INFORMATION SUPPLIED START
PR #505, opened 2026-06-10
Fix bug 487: plugin-manager add should download correct binary accord…

### LINKED ISSUE #487: [BUG]  `crane plugin-manager add` downloads wrong platform binary,  always picks linux/amd64
### Summary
INFORMATION SUPPLIED END
— WHAT YOU NEED TO DO —
Quote, without any change, each line from the one that contains "### LINKED ISSUE" through the end of the material.

— OUTPUT OF THE TASK —
### LINKED ISSUE #487: [BUG]  `crane plugin-manager add` downloads wrong platform binary,  always picks linux/amd64
### Summary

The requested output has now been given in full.